WHAT THIS TASK INVOLVES
Copy each line of the entries below that contains the string "functions".

[Stored data]
PR #5904, opened 2026-07-10
Add a portable XERBLA handler API

moluopro:
After #5899 corrected the CTest registration, the Windows ARM64 shared-library job exposed failures in the `xerbla_*` extension tests: calls originating in the OpenBLAS DLL did not reach the test executable's `xerbla` override.

#5901 works around this Windows DLL symbol-resolution limitation by switching the CI job to a static build. This PR instead adds an explicit XERBLA handler API for shared-library users and tests, and prevents BLAS and CBLAS error-exit failures from passing silently.

## Changes

- Adds `openblas_set_xerbla`, with handler replacement and `NULL` reset support.
- Preserves the Fortran ABI and ELF strong-symbol interposition while normalizing routine-name lengths.
- Preserves callback types in prefixed and suffixed installs without changing existing Windows export ordinals.
- Uses explicit handlers where interposition is unavailable and propagates BLAS and CBLAS test failures through CTest and Make.

### DIFF
--- a/docs/extensions.md
+++ b/docs/extensions.md
@@ -47,10 +47,7 @@ BLAS-like and conversion functions for `hfloat16` (available when OpenBLAS was c
 * `int openblas_set_affinity(int thread_index, size_t cpusetsize, cpu_set_t *cpuset)` sets the CPU affinity mask of the given thread
   to the provided cpuset. Only available on Linux, with semantics identical to `pthread_setaffinity_np`.
 * `openblas_set_thread_callback_function` overrides the default multithreading backend with the provided argument
-* `openblas_set_xerbla(openblas_xerbla_handler handler)` installs a process-wide XERBLA error handler and returns the
-  previous handler. Passing `NULL` restores the default handler. Handlers must be thread-safe because they may be called
-  concurrently. Replacing a handler is thread-safe but does not wait for in-progress calls to return, so the previous handler's
-  code must remain loaded until those calls finish. The `name` and `info` pointers are valid only during the callback. `name`
-  points to `name_length` valid bytes and need not be NUL-terminated; the length stops before the first NUL but otherwise includes
-  trailing spaces. Handler registration works normally on ELF platforms. For backward compatibility, an application-provided
-  strong `xerbla` symbol still overrides the OpenBLAS dispatcher and bypasses the registered handler.
+* `openblas_set_xerbla(openblas_xerbla_handler handler)` replaces the XERBLA handler for the current OpenBLAS
+  instance and returns the previous handler; passing `NULL` restores the default. Callbacks may be invoked concurrently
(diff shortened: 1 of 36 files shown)


docs/extensions.md
```diff
@@ -47,3 +47,9 @@ BLAS-like and conversion functions for `hfloat16` (available when OpenBLAS was c
 * `int openblas_set_affinity(int thread_index, size_t cpusetsize, cpu_set_t *cpuset)` sets the CPU affinity mask of the given thread
   to the provided cpuset. Only available on Linux, with semantics identical to `pthread_setaffinity_np`.
 * `openblas_set_thread_callback_function` overrides the default multithreading backend with the provided argument
+* `openblas_set_xerbla(openblas_xerbla_handler handler)` installs a process-wide XERBLA error handler and returns the previous handler.
+  Passing `NULL` restores the default handler. Handler replacement is thread-safe, but callbacks may run concurrently and must
+  therefore be thread-safe. The routine name and error information are valid only for the duration of the callback. The name is
+  valid for the supplied length, is not necessarily NUL-terminated, and retains any trailing spaces; when a NUL is present, the
+  reported length stops before the first NUL. Replacing a handler does not wait for callbacks already in progress. On ELF platforms,
+  a legacy strong `xerbla` definition takes precedence over this dispatcher.
```
imciner2: >  On ELF platforms, a legacy strong `xerbla` definition takes precedence over this dispatcher.

Does this mean that ELF platforms can't set an XERBLA handler? e.g., so this won't work on linux? If so, why is this limitation needed? It would be better IMHO to provide the same features on all platforms.

moluopro: `openblas_set_xerbla` works on Linux and other ELF platforms. Only an application-provided strong `xerbla` symbol takes precedence for backward compatibility. I’ll clarify this in the documentation.

martin-frbg:
While this looks like a very interesting addition, it still bothers me that it appears to be "only" the utest_ext job that fails to bind the matching xerbla, while the regular BLAS/CBLAS tests appear to manage just fine.

moluopro:
Good point. The regular BLAS/CBLAS tests had the same problem, but their failures were not propagated correctly.

I have prepared a fix and will push it shortly.

moluopro:
I've pushed changes addressing your concern.

martin-frbg:
Great, thank you very much. I guess it might make sense to upstream these changes to Reference-LAPACK eventually

moluopro:
Thanks for merging! I'll look into it.

imciner2:
>  I guess it might make sense to upstream these changes to Reference-LAPACK eventually

That could be good, and it would probably make more libraries implement the functionality. Right now I think only MKL and now OpenBLAS are the only two libraries that implement an XERBLA override.

(Not that you merged this, I'll add a method into the Julia LBT muxing library to support this as well).

PR #3306, opened 2022-10-13
Miawong/add slow loader state to license api 

miaawong:
#### What this PR does / why we need it: This allows us to add a loading spinner if the data takes longer than .5 seconds to return. 
- Created a custom hook that run the` /license` query hook and return slowLoading state if the response takes longer than .5 seconds. 
- Created a query hook that queries `/license` endpoint
- Added axios to kots/web 
- Hook is called `useLicenseWithIntercept`
- Hook is not implemented yet and is not being used anywhere. 

Fixes # [sc-50084]

```release-note
NONE
```

NONE

### DIFF
--- a/web/src/components/apps/Dashboard.tsx
+++ b/web/src/components/apps/Dashboard.tsx
@@ -23,7 +23,7 @@ import { Paragraph } from "../../styles/common";
 const COMMON_ERRORS = {
   "HTTP 401": "Registry credentials are invalid",
   "invalid username/password": "Registry credentials are invalid",
-  "no such host": "No such host"
+  "no such host": "No such host",
 };
 
 // Types
@@ -35,7 +35,7 @@ import {
   DashboardActionLink,
   KotsParams,
   ResourceStates,
-  Version
+  Version,
 } from "@types";
 import { RouteComponentProps } from "react-router-dom";
 //import LicenseTester from "./LicenseTester";
@@ -126,7 +126,7 @@ class Dashboard extends Component<Props, State> {
       dashboard: {
         appStatus: null,
         metrics: [],
-        prometheusAddress: ""
+        prometheusAddress: "",
       },
       currentVersion: null,
       displayErrorModal: false,
@@ -150,7 +150,7 @@ class Dashboard extends Component<Props, State> {
       startSnapshotOptions: [
         { option: "partial", name: "Start a Partial snapshot" },
         { option: "full", name: "Start a Full snapshot" },
-        { option: "learn", name: "Learn about the difference" }
+        { option: "learn", name: "Learn about the difference" },
       ],
       updateChecker: new Repeater(),
       uploadingAirgapFile: false,
@@ -159,7 +159,7 @@ class Dashboard extends Component<Props, State> {
       uploadSize: 0,
       viewAirgapUpdateError: false,
       viewAirgapUploadError: false,
-      slowLoader: false
+      slowLoader: false,
     };
   }
 
@@ -169,7 +169,7 @@ class Dashboard extends Component<Props, State> {
       iconUri: app.iconUri,
       currentVersion: app.downstream?.currentVersion,
       downstream: app.downstream,
-      links: app.downstream?.links
+      links: app.downstream?.links,
     });
   };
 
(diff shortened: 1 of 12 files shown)


web/src/components/apps/Dashboard.tsx
```diff
@@ -38,6 +38,7 @@ import {
   Version,
 } from "@types";
 import { RouteComponentProps } from "react-router-dom";
+//import LicenseTester from "./LicenseTester";
```
miaawong, line 42: can be deleted, wanted to make it easy to test

web/src/components/apps/Dashboard.tsx
```diff
@@ -749,11 +751,24 @@ class Dashboard extends Component<Props, State> {
...
     return (
       <>
-        {!app && (
-          <div className="flex-column flex1 alignItems--center justifyContent--center">
-            <Loader size="60" />
-          </div>
-        )}
+        {!app ||
+          (this.state.slowLoader && (
+            <div
```
miaawong, line 756: added slowLoader state, but this is always false for now. 
changed some of the styles so it only shows loader on the dashboard not the multi app sidebar

web/src/components/apps/Dashboard.tsx
```diff
@@ -851,7 +867,15 @@ class Dashboard extends Component<Props, State> {
                       gettingAppLicenseErrMsg={
                         this.state.gettingAppLicenseErrMsg
                       }
-                    />
+                    >
+                      {/* leaving this here as an example: please delete later */}
+                      {/* <LicenseTester
```
miaawong, line 872: component to test the useLicenseWithIntercept hook, please delete when it's unnecessary for you.

web/src/components/apps/LicenseTester.jsx
```diff
@@ -0,0 +1,32 @@
...
+  const { data } = licenseQuery;
+  const { license } = data || {};
+  const { entitlements } = license || [];
+
+  useEffect(() => {
+    setLoader(isSlowLoading);
+  }, [isSlowLoading, licenseQuery?.data]);
+
+  return (
+    <div>
```
miaawong, line 18: test component, can be deleted when it seems unnecessary. just wanted to leave an example here

web/webpack.config.js
```diff
@@ -119,6 +119,12 @@ module.exports = function (env) {
               }
             }
           ]
+        }, 
+        {
+          test: /\.m?js/,
+          resolve: {
+              fullySpecified: false
+          }
```
miaawong, line 127: had to add this to get axios working
doesn't really make sense to me.

web/src/components/apps/LicenseTester.jsx
rianfowler: thank you

web/src/features/App/api/useLicense.ts
```diff
@@ -0,0 +1,66 @@
...
+  //   });
+  // };
+
+  let licenseQuery = useLicense(appSlug);
+
+  useEffect(() => {
+    axios.interceptors.request.use(
+      (x) => {
+        // not sure if this check is enough to make sure that it
+        // only happens on /license endpoint
```
rianfowler, line 24: so interceptors are globally applied? that's good to know

web/webpack.config.js
rianfowler: axios must use .mjs files https://webpack.js.org/configuration/module/#resolvefullyspecified

rianfowler (approved):

web/src/features/App/api/useLicense.ts
```diff
@@ -0,0 +1,66 @@
...
+          // TODO: handle unauthorized
+          console.log("an error occurred");
+        }
+        //TODO: handle other errors
+        console.log("Error => axios.interceptors.request", error);
+      }
+    );
+  }, []);
+  // return everything that comes with react query
+  return { licenseQuery, isSlowLoading };
```
rianfowler, line 63:
```suggestion
  return { ...licenseQuery, isSlowLoading };
```
This is how I think we should do it that way it's the same api for all of our api queries.

rianfowler (approved):

PR #3307, opened 2022-10-13
use fetch state instead of loading state to trigger redirect and remo…

rianfowler:
- fixes bug where redirect would not occur when skipping preflight checks 
- fixes issue causing console.warning in dev build 

Fixes #
https://app.shortcut.com/replicated/story/60500/kots-occasionally-does-not-redirect-to-dashboard-after-uploading-license-and-skipping-preflight-checks
[sc-60500]

```release-note
- fix an issue where kots would occasionally not redirect to first available app preflight checks were skipped 
```

none

### DIFF
--- a/web/src/components/apps/AppDetailPage.tsx
+++ b/web/src/components/apps/AppDetailPage.tsx
@@ -97,7 +97,7 @@ function AppDetailPage(props: Props) {
     data: appsData,
     error: appsError,
     isError: appsIsError,
-    isLoading: appsIsLoading,
+    isFetching: appIsFetching,
     refetch: refetchApps,
   } = useApps({ refetchInterval: appsRefetchInterval });
 
@@ -120,7 +120,7 @@ function AppDetailPage(props: Props) {
 
   // loading state stuff that was in the old getApp() implementation
   useEffect(() => {
-    if (appsIsLoading) {
+    if (appIsFetching && !selectedApp) {
       setState({
         loadingApp: true,
       });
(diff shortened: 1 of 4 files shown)


web/src/components/apps/AppDetailPage.tsx
```diff
@@ -97,7 +97,7 @@ function AppDetailPage(props: Props) {
     data: appsData,
     error: appsError,
     isError: appsIsError,
-    isLoading: appsIsLoading,
+    isFetching: appIsFetching,
```
rianfowler, line 100: `isLoading` will always be false after the initial load. we want to use `isFetching` instead

web/src/components/shared/ConfigureGraphs.tsx
```diff
@@ -8,6 +8,14 @@ const ConfigureGraphs = ({
...
   onPromValueChange,
   placeholder,
+}: {
+  toggleConfigureGraphs?: () => void;
+  updatePromValue?: () => void;
+  promValue?: string;
+  savingPromValue?: boolean;
+  savingPromError?: string;
+  onPromValueChange?: (e: React.ChangeEvent<HTMLInputElement>) => void;
+  placeholder?: string;
```
rianfowler, line 18: this was causing a warning in the console when passing in an {} into an onClick handler. I saw the problem with typescript getting the implicit type and making the value required so I had to add explicit type definition to make that go away.

miaawong (approved):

SOLUTION TO THIS PROBLEM
@@ -47,10 +47,7 @@ BLAS-like and conversion functions for `hfloat16` (available when OpenBLAS was c
@@ -47,3 +47,9 @@ BLAS-like and conversion functions for `hfloat16` (available when OpenBLAS was c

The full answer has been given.